Nikodemus's recent post about a yet-to-be-released micro-benchmarking tool prompted me to talk about Perfpiece. I describe it as a tool for measuring the performance of Lisp code, not unlike the standard
CL:TIME and I wrote over two years ago to measure the performance of SBCL's garbage collector.
Here are its main features:
Lispy interface to PAPI (Performance Application Programming Interface). PAPI is a library that enables access modern CPU’s hardware counters. This allows us to measure several events such as processor cycles, cache misses, number of floating-point instructions, and almost two hundred other events. Perfpiece dynamically inspects the current platform’s supported events at runtime and enables the user to inspect this list and measure these events. We also use this library to measure real (wall-clock) time and user (virtual) time.
Support for other non-PAPI events such as the number of GC runs, CPU usage, and operating system resource usage (via the
Transparent support for multi-threaded programs. It includes a helper C library that when loaded through the POSIX
LD_PRELOADmechanism will preempt pthread creation/termination calls and allow for the individual measurement of events across threads created during a measurement session. This includes both Lisp threads as well as threads created by C code. This is rather limited at the moment; only real/user/cpu time is measured for new threads.

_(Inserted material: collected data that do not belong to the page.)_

PR #149, opened 2024-02-20
Reserve Missions for Height-Energy

ehariton:
### Summary

Reserve missions for Height Energy Missions, plus updates to reserve_fuel computations.

- Fix-time & fixed-range reserve missions for Height-Energy phases. 
- Some background work was added for SOLVED_2DOF to have access to reserve missions.
- Mass and Time automatically linked between the regular phases and the reserve phase.
- updated `_link_phases_helper_with_options()` to only link states between regular phases, or reserve phases. It won't link from regular to reserve.
- Single-phase and multi-phase reserve mission examples with arbitrary ordering of either time-based ore range-based reserves.
- Constraints can only be applied per-phase (no multi-phase range or time constraints)
- user must instantiate regular phases first, and afterward, all reserve phases (i.e. climb, cruise, descent, reserve_climb, reserve_cruise, reserve descent)
- Added check for above and error messages in `check_and_preprocess_inputs()` and `phase_separator()`

Reserve fuel calcs for height-energy and SOLVED_2DOF now sum: reserve_mission_burned + fractional + additional.
- Mission.Summary.FUEL_BURNED and Mission.Summary.RESERVE_FUEL_BURNED added to variable hierarchy
- `reserve_fuel` calcs updated to add Mission.Summary.RESERVE_FUEL_BURNED
- `Mission.Summary.FUEL_BURNED` calcs updated to only include fuel burned during regular phases
- `Mission.Summary.RESERVE_FUEL_BURNED` added and is the fuel burned during reserve phases
- fractional reserve fuel is now added only based on mission fuel, not reserve fuel

### Related Issues

- Resolves #

None

### New Dependencies

None


aviary/mission/flops_based/phases/energy_phase.py
```diff
@@ -146,6 +148,7 @@ def build_phase(self, aviary_options: AviaryValues = None):
 
         user_options: AviaryValues = self.user_options
 
+        reserve = user_options.get_val('reserve')  # do we need this here?
```
Kenneth-T-Moore, line 151: You probably don't need it, since the variable isn't used in build_phase. 

In fact, it doesn't even look like it is used at all in the builder or in what it builds.

aviary/examples/run_aviary_example.py
```diff
@@ -87,7 +87,6 @@
     },
     "post_mission": {
         "include_landing": False,
-        "constrain_range": True,
```
Kenneth-T-Moore, line 90: I see.  You got rid of "constrain_range" because it is redundant to have it and target_range. If you specify a target range, then you obviously are constraining it.

aviary/examples/run_reserve_mission_cruise_fixedrange.py
```diff
@@ -0,0 +1,155 @@
...
+We then call the correct methods in order to set up and run an Aviary optimization problem.
+This performs a coupled design-mission optimization and outputs the results from Aviary into the `reports` folder.
+"""
+import aviary.api as av
+
+
+phase_info = {
+    "pre_mission": {"include_takeoff": False, "optimize_mass": True},
+    "climb": {
+        "subsystem_options": {"core_aerodynamics": {"method": "computed"}},
```
Kenneth-T-Moore, line 17: I wonder if it would be better to load in a base phase_info from our aircraft models instead of repeating all of the regular phases here. It is redundant, and doesn't highlight the actual changes that are needed to activate the reserve missions.

So, instead of this big dictionary, just import phase_info, add the 'cruise_reserve" phase, and edit the keys in post_mission.  That might be a bit clearer for the user about what they need to do to run a setup a reserve run. Also, it is more maintainable, since all of the normal flight phases are coming from 1 place.

aviary/interface/methods_for_level2.py
```diff
@@ -1394,13 +1486,24 @@ def add_linkage_constraint(self, phase_a, phase_b, var_b):
             self.traj.link_phases(phases[:7], vars=["TAS"], units='kn', ref=200.)
 
         elif self.mission_method is HEIGHT_ENERGY:
+
+            # connect mass and distance between all phases regardless of reserve / non-reserve status
             self.traj.link_phases(
                 phases, ["time", Dynamic.Mission.MASS, Dynamic.Mission.DISTANCE], connected=True)
 
+            regular_phases, reserve_phases = self.phase_separator()
```
Kenneth-T-Moore, line 1494: This is done twice, but I think we ought to be able to just call it once.

aviary/interface/methods_for_level2.py
```diff
@@ -433,6 +432,44 @@ def _update_metadata_from_subsystems(self):
             if variable in self.meta_data:
                 self.meta_data.pop(variable)
 
+    def phase_separator(self):
+        """
+        This method checks for reserve=True & False
+        Returns errors if reserve = False no reserve no specified after reserve = True 
+        return two dictionaries of phases, regular_phases and reserve_phaes
+        """
```
Kenneth-T-Moore, line 440: What about a case where we have actual landing phases defined. In such a case, we probably want to "branch" the reserve mission phases so that they connect to the final descent phase before the landing phases.

aviary/examples/run_reserve_mission_multiphase_fixedtime.py
```diff
@@ -0,0 +1,204 @@
...
+            "initial_bounds": ((120.5, 361.5), "min"),
+            "duration_bounds": ((29.0, 87.0), "min"),
+        },
+        "initial_guesses": {"times": ([241, 58], "min")},
+    },
+    "post_mission": {
+        "include_landing": False,
+        "target_range": (1906, "nmi"),
+    },
+    "climb_reserve": {
```
Kenneth-T-Moore, line 95: Just a note that there are a lot of values to fill in to define a reserve mission. How feasible would it be to let the user define a minimal set, say (distance, mach) and have aviary build the phases for it? Note: I am not sure how we define these in FLOPS, so I suspect it is simpler.

aviary/interface/methods_for_level2.py
```diff
@@ -1259,26 +1296,76 @@ def add_post_mission_systems(self, include_landing=True):
                 ],
                 promotes_outputs=[('overall_fuel', Mission.Summary.TOTAL_FUEL_MASS)])
 
-            if 'constrain_range' in self.post_mission_info:
-                if self.post_mission_info['constrain_range']:
-                    target_range = self.post_mission_info['target_range']
+            regular_phases, reserve_phases = self.phase_separator()
```
Kenneth-T-Moore, line 1299: So, i think the mass residual is a little tricky.  If you look at line 1287, you find the execcomp with the equation `overall_fuel = fuel_burned + fuel_reserve`.  The way things are done now, the `fuel_burned = starting mass - mass at end of final phase`. This means that, with the additional reserve phases, reserve mission is considered part of fuel_burned (start of climb - end of final reserve).  The `fuel_reserve` variable here is Mission.Design.RESERVE_FUEL, which is a user-specified amount in lbs, and this might be 0 for a model like this because we have a reserve mission instead.

Maybe it is semantics, but including the reserve fuel in the fuel burned is going to confuse users, who are expecting that variable to be just them mission fuel. A solution to this requires separately computing the fuel burned in the normal and the reserve phases, and adding it into this equation.  (Side note, i recommend adding it as another var, because Jason has proposed that users might want to run a reserve mission AND specify an additional reserve fuel in lbs.)

aviary/mission/flops_based/phases/energy_phase.py
ehariton: All the tests seem to work without it so I removed it.

aviary/examples/run_reserve_mission_cruise_fixedrange.py
ehariton: Done!

aviary/interface/methods_for_level2.py
ehariton: We don't have any sense of connecting anything but mass & distance between the regular phases and the reserve phases. I think we'd need a follow-on PR do start dealing with / letting the user specify tandem phases.

aviary/examples/run_reserve_mission_multiphase_fixedtime.py
ehariton: I think ideally these would be filled in by the phase creator UI to start with, so then if the user went into the phase_info file created by the UI they could have all of these things already set. I do agree it's a lot of items and I don't think we have a sense of "defaults right now". But defaults is more "magic", and "magic" isn't all good.

aviary/interface/methods_for_level2.py
```diff
@@ -433,6 +432,44 @@ def _update_metadata_from_subsystems(self):
             if variable in self.meta_data:
                 self.meta_data.pop(variable)
 
+    def phase_separator(self):
+        """
+        This method checks for reserve=True & False
+        Returns errors if reserve = False no reserve no specified after reserve = True
```
crecine, line 438:
```suggestion
        Returns an error if a non-reserve phase is specified after a reserve phase.
```

aviary/interface/methods_for_level2.py
```diff
@@ -433,6 +432,44 @@ def _update_metadata_from_subsystems(self):
...
+                    # This is a reserve phase
+                    reserve_phases.append(phase_name)
+                    start_reserve = True
+            else:
+                # This is a regular phase by default
+                regular_phases.append(phase_name)
+                if start_reserve is True:
+                    raise_error = True
+
+        if raise_error is True:
```
crecine, line 464:
```suggestion
        if raise_error:
```

aviary/interface/methods_for_level2.py
```diff
@@ -1228,7 +1265,7 @@ def add_post_mission_systems(self, include_landing=True):
                                                 subsystem_postmission)
 
         if self.mission_method is HEIGHT_ENERGY:
-            phases = list(self.phase_info.keys())
+            phases = list(self.phase_info.keys())  # list of all phases included reserve
```
crecine, line 1268:
```suggestion
            phases = list(self.phase_info.keys())  # list of all phases including reserve
```

aviary/interface/methods_for_level2.py
crecine: we could use block_fuel for fuel_burned and reserve_mission_fuel for the fuel used during reserve phases (separate from the fixed reserve_fuel)

aviary/interface/methods_for_level2.py
```diff
@@ -1308,17 +1395,22 @@ def add_post_mission_systems(self, include_landing=True):
...
     def _link_phases_helper_with_options(self, phases, option_name, var, **kwargs):
+        # if there is a phase that has 'option_name' of optimize_mach or optimize_altitude = True,
+        # link that phase to the adacent phases passed in via 'phases'
+
         phases_to_link = []
-        for idx, phase_name in enumerate(self.phase_info):
-            if self.phase_info[phase_name]['user_options'][option_name]:
-                # get the name of the previous phase
+        for idx, phase_name in enumerate(phases):
+            if self.phase_info[phase_name]['user_options'][option_name] is True:
```
crecine, line 1403:
```suggestion
            if self.phase_info[phase_name]['user_options'][option_name]:
```

aviary/interface/methods_for_level2.py
```diff
@@ -1394,13 +1486,24 @@ def add_linkage_constraint(self, phase_a, phase_b, var_b):
...
 
+            regular_phases, reserve_phases = self.phase_separator()
+
+            # connect regular phases with eachother if your are optimizing alt or mach
+            self._link_phases_helper_with_options(
+                regular_phases, 'optimize_altitude', Dynamic.Mission.ALTITUDE, ref=1.e4)
+            self._link_phases_helper_with_options(
+                regular_phases, 'optimize_mach', Dynamic.Mission.MACH)
+
+            # connect reserve phases with eachother if your are optimizing alt or mach
```
crecine, line 1502:
```suggestion
            # connect reserve phases with each other if you're are optimizing alt or mach
```

crecine: it looks like these are happening every time, not just when optimizing alt or mach?

crecine (commented):
a couple of comments/suggestions

aviary/interface/methods_for_level2.py
ehariton: I looked through the variable metadata, apparently there are three reserve fuel names:
RESERVE_FUEL_ADDITIONAL, RESERVE_FUEL_FRACTION, RESERVE_FUEL

aviary/examples/run_reserve_mission_cruise_fixedtime.py
```diff
@@ -0,0 +1,154 @@
...
+            "mach_bounds": ((0.7, 0.74), "unitless"),
+            "initial_altitude": (32000.0, "ft"),
+            "final_altitude": (32000.0, "ft"),
+            "altitude_bounds": ((23000.0, 38000.0), "ft"),
+            "throttle_enforcement": "boundary_constraint",
+            "fix_initial": False,
+            "constrain_final": False,
+            "fix_duration": True,
+            "initial_bounds": ((149.5, 448.5), "min"),
+            "duration_bounds": ((60, 60), "min"),  # set this for fixed duration phases
```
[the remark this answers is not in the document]
ehariton: Yeah I re-wrote this with a comment when I changed up the phase_info import. If you look near the top of this file now you'll see it says:
``` 
# Add reserve phase(s)
time_cruise = [60, 'min']  # fixed cruise time
```

aviary/interface/methods_for_level2.py
crecine: RESERVE_FUEL_ADDITIONAL is a fixed amount (e.g. 5000 lbs)
RESERVE_FUEL_FRACTION is a percentage of the design mission fuel (e.g. 5%)
RESERVE_FUEL is the total (currently of just additional and fractional, but should include reserve_mission_fuel when it is available)

aviary/examples/run_reserve_mission_multiphase_fixedtime.py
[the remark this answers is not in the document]
ehariton: The current commit does not support this functionality because:
Reserve time is phase specific,
Reserve range is based on the summation of all reserve phases,

If we need this functionality we will need to redefine how time and range reserves are implemented.

aviary/mission/flops_based/phases/energy_phase.py
ehariton: non-reserve phases don't need to specify `reserve=false`, already implemented :)

aviary/examples/run_reserve_mission_cruise_fixedtime.py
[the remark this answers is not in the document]
crecine: looks good!

aviary/examples/run_reserve_mission_multiphase_fixedtime.py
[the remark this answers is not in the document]
crecine: doesn't have to be a part of this PR, could be a follow on, but I think that is a pretty important feature.

aviary/interface/methods_for_level2.py
ehariton: I don't want to focus on enabling full tandem phases for this PR. That's out of scope for this job.

aviary/examples/run_reserve_mission_multiphase_fixedtime.py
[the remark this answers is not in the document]
ehariton: Looks like this type of requirement can be derived from FAR 121.639 Fuel supply: All domestic operations.  
https://www.ecfr.gov/current/title-14/chapter-I/subchapter-G/part-121/subpart-U/section-121.639

Fly to distant airport THEN loiter at cruise condition for 45 minutes.

aviary/interface/methods_for_level2.py
ehariton: `_link_phases_helper_with_options()` doesn't connect anything if the phase dictionaries are empty.

aviary/examples/run_reserve_mission_multiphase_fixedtime.py
ehariton: I feel like this is out of scope for the current jog. I like making things easier for people, but the focus is on enabling reserve missions of arbitrary ordering.

crecine: for anything outside the scope of this jog/PR, could you add an issue?

aviary/examples/run_reserve_mission_cruise_fixedtime.py
```diff
@@ -111,13 +34,12 @@
             "throttle_enforcement": "boundary_constraint",
             "fix_initial": False,
             "constrain_final": False,
-            "fix_duration": True,
+            "fix_duration": True,  # TBD remove in future
             "initial_bounds": ((149.5, 448.5), "min"),
-            "duration_bounds": ((60, 60), "min"),  # set this for fixed duration phases
+            "duration_bounds": ((45, 45), "min"),  # TBD remove in future
```
crecine, line 39: should target_time and duration_bounds match?

aviary/examples/run_reserve_mission_multiphase_time_and_range.py
```diff
@@ -0,0 +1,179 @@
...
+            "altitude_bounds": ((23000.0, 38000.0), "ft"),
+            "throttle_enforcement": "boundary_constraint",
+            "fix_initial": False,
+            "constrain_final": False,
+            "fix_duration": True,  # TBD remove in future
+            "initial_bounds": ((149.5, 448.5), "min"),
+            "duration_bounds": ((0, 0), 'min'),  # TBD remove in future
+        },
+    },
+    "reserve_cruise_fixed_range_2": {
```
crecine, line 94: I really like how this demonstrates the arbitrary ordering of reserve phases that is now possible.

aviary/interface/methods_for_level2.py
```diff
@@ -487,6 +487,57 @@ def check_and_preprocess_inputs(self):
...
+                if 'target_time' in self.phase_info[phase_name]["user_options"]:
+                    target_time = self.phase_info[phase_name]["user_options"]["target_time"]
+                    if target_time[0] <= 0:
+                        raise ValueError(
+                            f"Invalid target_time in phase_info[{phase_name}][user_options]."
+                            f"Current (value: {target_time[0]}), (units: {target_time[1]}) <= 0")
+                    if 'duration_bounds' in self.phase_info[phase_name]["user_options"]:
+                        # raise ValueError(
+                        print(
+                            f"When specifying target_time, duration_bounds for time should be removed. "
```
crecine, line 519: I think the examples have both set?

aviary/interface/methods_for_level2.py
```diff
@@ -1296,9 +1347,8 @@ def add_post_mission_systems(self, include_landing=True):
                 ],
                 promotes_outputs=[('overall_fuel', Mission.Summary.TOTAL_FUEL_MASS)])
 
-            regular_phases, reserve_phases = self.phase_separator()
-
             # If a target range has been specified
+            # range is measured from the first phase to the last normal phase
```
crecine, line 1351:
```suggestion
            # range is measured from the start of the first phase to the end of the last normal phase
```

aviary/examples/run_reserve_mission_cruise_fixedtime.py
ehariton: `duration_bounds` gets over-written in `check_and_preprocess_inputs()` for `target_time()` phases. We're forced to include something for duration_bounds right now because `check_phase_info()` requires it to be set otherwise it errors out.

aviary/interface/methods_for_level2.py
ehariton: The examples currently trigger these errors because `check_phase_info()` still needs a lot of work, more than I can accomplish this job. That's why the `ValueError()` is commented out, otherwise the examples would crash.

aviary/interface/methods_for_level2.py
ehariton: Mission.Summary.FUEL_BURNED and Mission.Summary.RESERVE_FUEL_BURNED have been added to variable hierarchy and to methods for lvl2. Fuel-flow calcs have been re-done to reflect this.

aviary/examples/external_subsystems/simple_weight/run_simple_weight.py
```diff
@@ -18,6 +18,9 @@
 # Allow for user overrides here
 prob.load_inputs('models/test_aircraft/aircraft_for_bench_FwFm.csv', phase_info)
 
+# Preprocess inputs
+prob.check_and_preprocess_inputs()
```
Kenneth-T-Moore, line 22: good catch; we definitely need to always call this.

aviary/examples/run_reserve_mission_multiphase_time_and_range.py
```diff
@@ -0,0 +1,179 @@
...
+This exposes more options and flexibility to the user and uses the "Level 2" API within Aviary.
+
+We define a `phase_info` object, which tells Aviary how to model the mission.
+Here we have climb, cruise, and descent phases.
+We then call the correct methods in order to set up and run an Aviary optimization problem.
+This performs a coupled design-mission optimization and outputs the results from Aviary into the `reports` folder.
+"""
+import aviary.api as av
+from example_phase_info import phase_info
+
```
Kenneth-T-Moore, line 13: I recommend doing a deepcopy on the phase_info after importing it.

If you don't do this, the phase_info in memory in your process is modified, and will end up with the reserve missions in it. You can end up with a situation where a test that runs after the test and imports example_phase_info could fail because of the extra unexpected phases in it.

aviary/mission/flops_based/phases/energy_phase.py
```diff
@@ -368,6 +370,15 @@ def _extra_ode_init_kwargs(self):
...
 
 
+EnergyPhase._add_meta_data(
+    'reserve', val=False, desc='this phase is part of the reserve mission.')
+
+EnergyPhase._add_meta_data(
+    'target_distance', val={}, desc='the amount of distance traveled in this phase added as a constraint')
+
+EnergyPhase._add_meta_data(
+    'target_time', val={}, desc='the amount of time taken by this phase added as a constraint')
```
Kenneth-T-Moore, line 380: I wonder if "target_duration" is a better name for this, given that we call it duration in the dymos options, and have adopted that in aviary as well.

aviary/interface/methods_for_level2.py
```diff
@@ -450,6 +487,57 @@ def check_and_preprocess_inputs(self):
...
+                            f"Invalid target_distance in [{phase_name}].[user_options]. "
+                            f"Current (value: {target_distance[0]}), (units: {target_distance[1]}) <= 0")
+
+        # Target_time verification for all phases
+        # Checks to make sure target_time is positive,
+        # duration_bounds and initial_guesses for time have not been set,
+        # Then sets duration_bounds, initial_guesses, and fixed_duration
+        for idx, phase_name in enumerate(self.phase_info):
+            if 'user_options' in self.phase_info[phase_name]:
+                if 'target_time' in self.phase_info[phase_name]["user_options"]:
```
Kenneth-T-Moore, line 510: I just noticed that we already have "fix_duration" in the phase info.  I think we can get rid of "target_time", and just require the user to set the "target" time as the "times" in "initial_guesses".

Also, given that fix_duration is already there, you might not have to do any other processing, since something should already be in aviary (though whether it works is a question).

aviary/interface/methods_for_level2.py
```diff
@@ -1394,13 +1533,22 @@ def add_linkage_constraint(self, phase_a, phase_b, var_b):
...
                 phases, ["time", Dynamic.Mission.MASS, Dynamic.Mission.DISTANCE], connected=True)
 
+            # connect regular phases with each other if your are optimizing alt or mach
+            self._link_phases_helper_with_options(
+                self.regular_phases, 'optimize_altitude', Dynamic.Mission.ALTITUDE, ref=1.e4)
+            self._link_phases_helper_with_options(
+                self.regular_phases, 'optimize_mach', Dynamic.Mission.MACH)
+
+            # connect reserve phases with each other if your are optimizing alt or mach
             self._link_phases_helper_with_options(
```
Kenneth-T-Moore, line 1548: Should these be under an "If self.reserve_phases" so that they don't run otherwise?

aviary/interface/methods_for_level2.py
```diff
@@ -1504,24 +1652,19 @@ def add_linkage_constraint(self, phase_a, phase_b, var_a, var_b, connected,
                 self.model.connect(
                     "traj.ascent.timeseries.altitude", "h_fit.h_cp")
 
-                self.model.connect(
-                    "traj.desc2.timeseries.mass",
-                    "landing.mass",
-                    src_indices=[-1],
-                    flat_src_indices=True,
-                )
+                last_flight_phase_name = list(self.phase_info.keys())[-1]
```
Kenneth-T-Moore, line 1655: Isn't this a lot of steps to just get `self.regular_phases[-1].pathname` ?

aviary/examples/external_subsystems/simple_weight/run_simple_weight.py
ehariton: Yes, any height-energy mission that doesn't run `check_and_preprocess_inputs()` will fail now because that's what we use to separate the phases into normal / reserve.

aviary/interface/methods_for_level2.py
```diff
@@ -231,6 +231,9 @@ def __init__(self, analysis_scheme=AnalysisScheme.COLLOCATION, **kwargs):
 
         self.analysis_scheme = analysis_scheme
 
+        self.regular_phases = []
```
Kenneth-T-Moore, line 234: I wonder if "flight_phases" might be better name than "regular_phases".

"Look, Big Daddy! It's regular Daddy! -- Ralph Wiggum

aviary/interface/methods_for_level2.py
```diff
@@ -1316,39 +1316,55 @@ def add_post_mission_systems(self, include_landing=True):
...
             # TODO: the overall_fuel variable is the burned fuel plus the reserve, but should
             # also include the unused fuel, and the hierarchy variable name should be more clear
-            ecomp = om.ExecComp('overall_fuel = fuel_burned + fuel_reserve',
-                                fuel_burned={'units': 'lbm', 'shape': 1},
-                                fuel_reserve={'units': 'lbm', 'shape': 1},
-                                overall_fuel={'units': 'lbm'})
+            ecomp = om.ExecComp('overall_fuel = fuel_burned + reserve_fuel',
+                                overall_fuel={'units': 'lbm', 'shape': 1},
+                                fuel_burned={'units': 'lbm'},  # from regular_phases only
+                                reserve_fuel={'units': 'lbm', 'shape': 1},
```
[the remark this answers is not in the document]
ehariton: I added a better description of this in `variable_meta_data` for `Mission.Design.RESERVE_FUEL`
``` 
desc='the total fuel reserves which is the sum of:'
         'RESERVE_FUEL_BURNED, RESERVE_FUEL_ADDITIONAL, RESERVE_FUEL_FRACTION',
```

aviary/interface/methods_for_level2.py
```diff
@@ -2610,104 +2706,33 @@ def _add_two_dof_landing_systems(self):
...
-            equation_string += f"{reserves_frac}*(takeoff_mass - final_mass)"
-        if reserves_val != 0:
-            equation_string += f" + {reserves_val}"
+    def _add_fuel_reserve_component(self):
+        if self.aviary_inputs.get_val(Aircraft.Design.RESERVE_FUEL_FRACTION, units='unitless') != 0:
+            self.post_mission.add_subsystem(
+                "reserve_fuel_frac",
+                om.ExecComp('reserve_fuel_frac_mass = reserve_fuel_fraction * (takeoff_mass - final_mass)',
+                            reserve_fuel_frac_mass={"units": "lbm"},
+                            reserve_fuel_fraction={"units": "lbm", "val": self.aviary_inputs.get_val(
```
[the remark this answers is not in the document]
ehariton: Change added to latest commit.

aviary/interface/methods_for_level2.py
ehariton: `_link_phases_helper_with_options()` checks if the phases dictionary that you pass it has 1 or less phases and doesn't make any connections if it does. We're only passing reserve_phases or regular_phases, to the function, so reserve and regular can't connect to each other by design.

aviary/interface/methods_for_level2.py
ehariton: in 2DOF we actually don't separate regular_phases and normal_phases yet.

aviary/interface/methods_for_level2.py
ehariton: that's a fair point. as long as we're consistent I'm ok.

crecine: flight_phases kind of implies that it excludes taxi and groundroll, so I think "regular", "nominal", or "primary_mission" would be better

aviary/mission/flops_based/phases/energy_phase.py
ehariton: After a long conversation with Ken, 
target_duration has been implemented instead of target_time.

aviary/interface/methods_for_level2.py
ehariton: we're not going to use fix_duration because it only allows a true/false flag whereas I want to allow the user to directly specify a value and units for that duration in a single place. And if `target_duration` is true, then that also sets the `fix_duration` flag.

aviary/interface/methods_for_level2.py
ehariton: We don't want to exclude taxi / groundroll. So I'm thinking we switch this back to regular_phases.

ehariton: primary_mission seems like longer than needed.

Kenneth-T-Moore (approved):

crecine (approved):
Looking good, just a few minor comments/suggestions

crecine:
Dymos commit today ([69a70ab](https://github.com/OpenMDAO/dymos/commit/69a70ab2a07dc96561a695d47806c62e89f829ab)) is the cause of the test failure, the last successful test used [ed640d7](https://github.com/OpenMDAO/dymos/commit/ed640d7cef5b28770a4d1958a7a9cc0b6d49811f)

aviary/examples/external_subsystems/simple_weight/run_simple_weight.py
ehariton: Current Error Message if you use height_energy / solved_2DOF and don't call check-preprocess:

```
Traceback (most recent call last):
  File "/mnt/c/OMDAO/om-Aviary/aviary/examples/run_reserve_mission_cruise_fixedrange.py", line 61, in <module>
    prob.add_post_mission_systems()
  File "/mnt/c/OMDAO/om-Aviary/aviary/interface/methods_for_level2.py", line 1385, in add_post_mission_systems
    self.model.connect(f"traj.{self.regular_phases[0]}.timeseries.mass",
IndexError: list index out of range
```

aviary/interface/methods_for_level2.py
```diff
@@ -2515,9 +2657,11 @@ def _add_height_energy_landing_systems(self):
         else:
             control_type_string = 'control_values'
 
-        self.model.connect(f'traj.{last_flight_phase_name}.states:mass',
+        last_flight_phase = self.regular_phases[-1]
```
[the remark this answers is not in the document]
ehariton: good point, in this instance yes, this should be changed, in many of the other instances where we use the terminology of `last_flight_phase` it's for non-height-energy or it's mean to look at all the phases and choose the last one.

Segregation of measurements between mutator and GC.
Support for sampling. Perfpiece can repeat a given a measurement a number of times then calculate and report basic statistic analysis: minimums, maximums, geometric means, and standard deviations for each measured event.
The simplest way to interact with this library is through the
ascertain macro, which works very much like
cl:time. The following example shows the default events measured for a very simple arithmetic form:
PERFPIECE> (ascertain (+ 1 1)) non-GC GC Total ──────────────────────────────────────────────────────────────────────────── Total cycles: 8,343 0 8,343 Instructions completed: 481 0 481 Level 2 data cache misses: 78 0 78 Level 2 instruction cache misses: 24 0 24 GC count: - - 0 Involuntary context-switches: 0 0 0 Voluntary context-switches: 1 0 1 Page faults: 0 0 0 Page reclaims: 6 0 6 System time: 0 0 0 CPU usage: 100.00% - 100.00% User time: 6.00 µs 0 6.00 µs Real time: 613 ns 0 613 ns 0 new threads were spawned 2 ; printed result of (+ 1 1)
Having loaded the helper library using
LD_PRELOAD, we can measure multi-threaded code:
PERFPIECE> (ascertain (loop repeat 2 do (sb-thread:join-thread (sb-thread:make-thread (lambda () (sleep 0.5))))) :events '(:real-time :user-time :cpu-usage)) non-GC GC Total ──────────────────────────────────────────────────────────────────────────── CPU usage: 0.02% - 0.02% User time: 206.00 µs 0 206.00 µs Real time: 1.335 s 0 1.335 s 2 new threads were spawned #0 real: 667.54 ms, user: 101.00 µs, cpu: 0.02% #1 real: 667.60 ms, user: 144.00 µs, cpu: 0.02%
The other main function is
sample. In the following example, we're measuring FP instructions, invoking some code 10 times, and aggregating measurements in several ways:
PERFPIECE> (sample (lambda () (* 2 pi)) :events '(:papi-fp-ins) :samples 10) [Floating point instructions] Min Max Mean Stddev ────────────────────────────────────────────────────────────────────────────── total: 35 36 35.60 ± 1.376% non-gc: 35 36 35.60 ± 1.376% gc-only: 0 0 0 ± 0.000%
sample's got a
:report keyword argument that you can use to get machine-readable results:
PERFPIECE> (sample (lambda () (* 2 pi)) :events '(:papi-fp-ins) :samples 10 :report nil) ((:PAPI-FP-INS :MIN (35 35 0) :MAX (38 38 0) :MEAN (184/5 184/5 0) :STDDEV (1.0770329 1.0770329 0.0)))
That's pretty much it. There is some SBCL-specific code, but it shouldn't be too hard to port to other implementations. Its use of PAPI could be made optional since that makes this library pretty much Linux-only otherwise. Patches are most welcome!